INPUT DATA —

────────

PR #3534, opened 2025-07-11
[ADMIN] Remove file .github/repository-settings.md

reyang:
Related to https://github.com/open-telemetry/admin/pull/116.

## Changes

This file is no longer needed as we're now using the admin repo to manage the settings.


marcalff:
Indeed. This file has never been used.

────────

WORK REQUIRED — Copy each line of the data above without altering a single character.

RESULT BELOW —
PR #3534, opened 2025-07-11
[ADMIN] Remove file .github/repository-settings.md

reyang:
Related to https://github.com/open-telemetry/admin/pull/116.

## Changes

This file is no longer needed as we're now using the admin repo to manage the settings.


marcalff:
Indeed. This file has never been used.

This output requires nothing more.